Only a number is expected: how many lines in these records mention the word "reverse"?

Stored dataset items
────────────────────

PR #4729, opened 2021-04-07
remove special-case in go for retrying 400s on upload

### LINKED ISSUE #4623: All clients should retry HTTP 400's when uploading via object service convenience methods
Originating from: https://github.com/taskcluster/taskcluster/pull/4493#discussion_r599007535

djmitche:
I can't reproduce this error, so for the moment we'll make all upload operations behave the same way and not retry on 400's.

Github Bug/Issue: Fixes #4623

### DIFF
--- a/changelog/issue-4623.md
+++ b/changelog/issue-4623.md
@@ -1,0 +1,4 @@
+audience: general
+level: silent
+reference: issue 4623
+---
--- a/clients/client-go/tcobject/upload.go
+++ b/clients/client-go/tcobject/upload.go
@@ -4,7 +4,6 @@ import (
 	"bytes"
 	"encoding/base64"
 	"errors"
-	"fmt"
 	"io"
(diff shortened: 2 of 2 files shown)


petemoore (approved):
Since this only affects the object service uploads, I'm ok with this, although not convinced yet it is an improvement. It could be, for example, that this issue is only present on specific platforms like Windows 10, or macOS etc - in which case some manual testing might not have uncovered it. But since this is a new service, we can try without the fix, and see if it gets reported. Note, I wouldn't want to remove the fix from generic-worker queue uploads without more thorough testing, since this issue was a real pain for the firefox CI pipeline in the past.

djmitche:
That definitely makes sense.  If we can reproduce this, I'd like to recognize it more specifically than just "400" -- maybe there's a regex on the response body that we can use, or the HTTP status, or something like that.

PR #4730, opened 2021-04-07
Call the async versions of upload and download from their sync versions in python client

### LINKED ISSUE #4698: [client-py] call async upload/download from sync upload/download

alopezz:
Github Bug/Issue: Fixes #4698 

I've started by doing the upload part; I'm hoping to get feedback of whether this looks right, as doing the download part is almost the same.

This would probably benefit from more thorough tests to be confident that it does what it has to.

### DIFF
--- a/clients/client-py/taskcluster/aio/upload.py
+++ b/clients/client-py/taskcluster/aio/upload.py
@@ -71,7 +71,7 @@ async def upload(*, projectId, name, contentType, contentLength, expires,
 
     async def hashingReaderFactory():
         nonlocal hashingReader
-        hashingReader = HashingReader(await ensureCoro(readerFactory)())
+        hashingReader = HashingReader(await readerFactory())
         return hashingReader
 
     async with aiohttp.ClientSession() as session:
@@ -157,15 +157,8 @@ class HashingReader:
         self.bytes = 0
 
     async def read(self, max_size):
-        chunk = await ensureCoro(self.inner.read)(max_size)
-        try:
-            self.update(chunk)
-        except TypeError:
-            # Best effort: since ensureCoro fails to identify certain cases as
-            # coroutines (e.g. with aiofiles), when we fail to get a bytes-like object
-            # on the first try, we retry without the ensureCoro wrapping.
-            chunk = await self.inner.read(max_size)
-            self.update(chunk)
+        chunk = await self.inner.read(max_size)
+        self.update(chunk)
         return chunk
 
     def update(self, chunk):
--- a/clients/client-py/taskcluster/aio/upload.py
+++ b/clients/client-py/taskcluster/aio/upload.py
@@ -21,11 +21,12 @@ if six.PY2:
     raise ImportError("upload is only supported in Python 3")
 
 import base64
+import hashlib
 
 import aiohttp
 
 import taskcluster
-from taskcluster.upload import HashingReader as SyncHashingReader
+from .asyncutils import ensureCoro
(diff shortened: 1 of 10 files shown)


clients/client-py/taskcluster/upload.py
```diff
@@ -63,105 +51,13 @@ def upload(*, projectId, name, contentType, contentLength, expires,
...
-    def hashes(self, contentLength):
-        """Return the hsahes in a format suitable for finishUpload, first checking that all the bytes
-        in the content were hashed."""
-        if contentLength != self.bytes:
-            raise RuntimeError(f"hashed {self.bytes} bytes but content length is {contentLength}")
-        return {
-            "sha256": self.sha256.hexdigest(),
-            "sha512": self.sha512.hexdigest(),
-        }
+    return asyncio.run(aio_upload.upload(
```
djmitche, line 54: this could probably use `**kwargs` too

djmitche (commented):
This is fantastic!  Let's see if the tests confirm that before I click "approve" :)

What additional tests did you have in mind?  This doesn't remove the existing sync tests, so it should be getting a pretty thorough workout.

alopezz:
> What additional tests did you have in mind? 

I may have to take that back, as I hadn't looked closely at the `test_upload_download_real` tests, so I thought that only `upload_from_buf` was being tested.

And there *is* a failing test among those, I'll see what I can do about it.

alopezz:
So it turned out that `aiofiles` [methods](https://github.com/Tinche/aiofiles/blob/26decd33a86f1fa93599a1fad117cd8dead28c5a/src/aiofiles/threadpool/utils.py#L40-L46) are not really *coroutine functions* in a way that `asyncio.iscoroutinefunction()` recognizes, so I had to work around that.

Also, maintaining compatibility with py36 means no [`asyncio.run`](https://docs.python.org/3/library/asyncio-task.html#asyncio.run), so that had to be implemented differently.

With that out of the way, I'll do the corresponding work for downloads.

djmitche:
Sometimes the ducks are just too ducky for duck typing!

clients/client-py/taskcluster/aio/upload.py
```diff
@@ -146,10 +147,38 @@ async def reader_gen():
...
+        chunk = await ensureCoro(self.inner.read)(max_size)
+        try:
+            self.update(chunk)
+        except TypeError:
+            # Best effort: since ensureCoro fails to identify certain cases as
+            # coroutines (e.g. with aiofiles), when we fail to get a bytes-like object
+            # on the first try, we retry without the ensureCoro wrapping.
+            chunk = await self.inner.read(max_size)
+            self.update(chunk)
         return chunk
```
djmitche, line 169: This concerns me, since it's calling `read(..)` twice, and that function has side-effects (incrementing the current position).

We actually know the cases where passed functions are sync, so maybe we could do this wrapping explicitly at that point, in the sync versions -- at least for the readerFactory and writerFactories.

alopezz:
The failing test looks like an unrelated intermittent failure, I think.

djmitche:
Yeah, that's #4744 :(

djmitche (approved):
Awesome!  That saves a _bunch_ of duplicated code!

PR #4733, opened 2021-04-08
Support amqp (without TLS) for communicating with pulse

### LINKED ISSUE #4648: Make it so that you can specify rabbitmq to use TLS or not
Some people, especially in development deployments, may want to do a simple RabbitMQ installation with no SSL, this issue is there so we can make this possible.

djmitche:
Github Bug/Issue: Fixes #4648

I'll test this out in my dev deployment.


djmitche:
This worked for me locally.  Note (as it confused me for a bit!) that amqp / port 5672 works on the hip-macaw cluster but not on the orange-antelope cluster!

petemoore (approved):
Looks about right to me. Thanks!

Does it also look OK to you @MasterWayZ?

djmitche:
I'll merge, but I will make another PR if the answer is "no" :)

MasterWayZ:
It does look good, though the TLS/non-TLS port can be confusing. (It did for me).

PR #4734, opened 2021-04-08
Node.js upgrade 14.16.0 -> 14.16.1

petemoore:
I've published `docker.io/taskcluster/ci-image:node14.16.1-pg11-go1.15.6`.

Do I also need to run `build-browser-test.sh` and `build-rabbit-test.sh`?

They are based on debian stretch, but ci-image is based on the more recent debian buster. Should I update browser-test and rabbit-test to debian buster too?


djmitche:
Yeah, you'll need to build all of the images

djmitche (approved):
Woo!

PR #4740, opened 2021-04-08
Update reverse proxy example to avoid weird authentication errors caused by default apache config

### LINKED ISSUE #4739: Current apache reverse proxy example will cause weird authentication errors
Caused by how apache handles encoded slashes and other characters by default.

MasterWayZ:
Github Bug/Issue: Fixes #4739


djmitche (approved):
Nice, thanks!

PR #4743, opened 2021-04-09
Go upgrade 1.15.6 -> 1.16.3

petemoore:
The go upgrade is a prerequisite for providing darwin/arm64 builds of `generic-worker` and `start-worker` (worker runner).


petemoore:
Note, [`infrastructure/tooling/src/generate/generators/go-version.js`](https://github.com/taskcluster/taskcluster/blob/go1.16.3/infrastructure/tooling/src/generate/generators/go-version.js) and [`infrastructure/docker-images/push-all.sh`](https://github.com/taskcluster/taskcluster/blob/go1.16.3/infrastructure/docker-images/push-all.sh) did all the magic.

────────────────────

▸ **SOLUTION BELOW**:
2